---- Available records
PR #11451, opened 2026-05-01
XDC Downgrade base protocol

batrr:
XDC runs on `eth/100`, reusing Ethereum's `eth` protocol name. This led to the assumption that it supports `eth/65`, but the XDC Go client only supports up to `eth/63`. Message codes `0x08/0x09` also conflict with XDC's deprecated
  `OrderTxMsg/LendingTxMsg`, causing the Go client to disconnect with wrong message format or unknown code.  

**Fix:** downgrade base protocol to `eth/63`.

### DIFF
--- a/src/Nethermind/Nethermind.Xdc.Test/XdcProtocolHandlerTests.cs
+++ b/src/Nethermind/Nethermind.Xdc.Test/XdcProtocolHandlerTests.cs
--------
● **What is required**: All of the material, start to finish, should be retyped exactly.

● **Answer space**:
PR #11451, opened 2026-05-01
XDC Downgrade base protocol

batrr:
XDC runs on `eth/100`, reusing Ethereum's `eth` protocol name. This led to the assumption that it supports `eth/65`, but the XDC Go client only supports up to `eth/63`. Message codes `0x08/0x09` also conflict with XDC's deprecated
  `OrderTxMsg/LendingTxMsg`, causing the Go client to disconnect with wrong message format or unknown code.  

**Fix:** downgrade base protocol to `eth/63`.

### DIFF
--- a/src/Nethermind/Nethermind.Xdc.Test/XdcProtocolHandlerTests.cs
+++ b/src/Nethermind/Nethermind.Xdc.Test/XdcProtocolHandlerTests.cs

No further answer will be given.